• **WHAT THIS TASK INVOLVES**
Your reply should contain every record, restated word for word.
<<<<
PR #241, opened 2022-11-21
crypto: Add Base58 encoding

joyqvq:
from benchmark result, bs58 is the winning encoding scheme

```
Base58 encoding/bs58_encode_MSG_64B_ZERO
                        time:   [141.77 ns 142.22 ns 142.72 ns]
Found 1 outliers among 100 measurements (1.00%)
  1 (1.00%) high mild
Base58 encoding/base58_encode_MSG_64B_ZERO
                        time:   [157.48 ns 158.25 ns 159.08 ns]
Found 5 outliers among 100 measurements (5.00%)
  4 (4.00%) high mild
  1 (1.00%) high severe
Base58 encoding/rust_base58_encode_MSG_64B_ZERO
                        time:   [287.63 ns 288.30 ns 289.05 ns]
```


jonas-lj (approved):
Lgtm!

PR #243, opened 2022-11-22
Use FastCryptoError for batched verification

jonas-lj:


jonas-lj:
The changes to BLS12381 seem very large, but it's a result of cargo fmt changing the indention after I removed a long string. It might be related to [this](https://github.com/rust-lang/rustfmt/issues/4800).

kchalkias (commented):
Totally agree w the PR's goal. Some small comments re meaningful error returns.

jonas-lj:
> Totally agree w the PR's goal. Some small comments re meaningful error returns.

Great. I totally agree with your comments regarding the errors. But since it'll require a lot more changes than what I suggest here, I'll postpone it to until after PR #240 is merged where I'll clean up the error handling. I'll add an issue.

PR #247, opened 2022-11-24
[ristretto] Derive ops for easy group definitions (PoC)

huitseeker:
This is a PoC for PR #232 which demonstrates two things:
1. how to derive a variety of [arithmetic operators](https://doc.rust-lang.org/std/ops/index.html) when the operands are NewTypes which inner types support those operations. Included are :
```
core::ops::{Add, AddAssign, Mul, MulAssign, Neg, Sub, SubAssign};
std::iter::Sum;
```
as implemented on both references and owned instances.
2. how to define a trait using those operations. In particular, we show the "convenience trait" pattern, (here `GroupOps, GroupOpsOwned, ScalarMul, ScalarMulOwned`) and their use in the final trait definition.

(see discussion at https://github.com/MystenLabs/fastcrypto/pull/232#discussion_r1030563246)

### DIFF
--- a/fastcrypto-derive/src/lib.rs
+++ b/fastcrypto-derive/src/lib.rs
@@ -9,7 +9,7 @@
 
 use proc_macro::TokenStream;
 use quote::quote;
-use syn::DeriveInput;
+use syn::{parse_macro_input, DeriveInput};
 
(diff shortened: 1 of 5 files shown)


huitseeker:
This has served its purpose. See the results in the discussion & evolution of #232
>>>>
• **EXPECTED ANSWER**
PR #241, opened 2022-11-21
crypto: Add Base58 encoding

joyqvq:
from benchmark result, bs58 is the winning encoding scheme

```
Base58 encoding/bs58_encode_MSG_64B_ZERO
                        time:   [141.77 ns 142.22 ns 142.72 ns]
Found 1 outliers among 100 measurements (1.00%)
  1 (1.00%) high mild
Base58 encoding/base58_encode_MSG_64B_ZERO
                        time:   [157.48 ns 158.25 ns 159.08 ns]
Found 5 outliers among 100 measurements (5.00%)
  4 (4.00%) high mild
  1 (1.00%) high severe
Base58 encoding/rust_base58_encode_MSG_64B_ZERO
                        time:   [287.63 ns 288.30 ns 289.05 ns]
```


jonas-lj (approved):
Lgtm!

PR #243, opened 2022-11-22
Use FastCryptoError for batched verification

jonas-lj:


jonas-lj:
The changes to BLS12381 seem very large, but it's a result of cargo fmt changing the indention after I removed a long string. It might be related to [this](https://github.com/rust-lang/rustfmt/issues/4800).

kchalkias (commented):
Totally agree w the PR's goal. Some small comments re meaningful error returns.

jonas-lj:
> Totally agree w the PR's goal. Some small comments re meaningful error returns.

Great. I totally agree with your comments regarding the errors. But since it'll require a lot more changes than what I suggest here, I'll postpone it to until after PR #240 is merged where I'll clean up the error handling. I'll add an issue.

PR #247, opened 2022-11-24
[ristretto] Derive ops for easy group definitions (PoC)

huitseeker:
This is a PoC for PR #232 which demonstrates two things:
1. how to derive a variety of [arithmetic operators](https://doc.rust-lang.org/std/ops/index.html) when the operands are NewTypes which inner types support those operations. Included are :
```
core::ops::{Add, AddAssign, Mul, MulAssign, Neg, Sub, SubAssign};
std::iter::Sum;
```
as implemented on both references and owned instances.
2. how to define a trait using those operations. In particular, we show the "convenience trait" pattern, (here `GroupOps, GroupOpsOwned, ScalarMul, ScalarMulOwned`) and their use in the final trait definition.

(see discussion at https://github.com/MystenLabs/fastcrypto/pull/232#discussion_r1030563246)

### DIFF
--- a/fastcrypto-derive/src/lib.rs
+++ b/fastcrypto-derive/src/lib.rs
@@ -9,7 +9,7 @@
 
 use proc_macro::TokenStream;
 use quote::quote;
-use syn::DeriveInput;
+use syn::{parse_macro_input, DeriveInput};
 
(diff shortened: 1 of 5 files shown)


huitseeker:
This has served its purpose. See the results in the discussion & evolution of #232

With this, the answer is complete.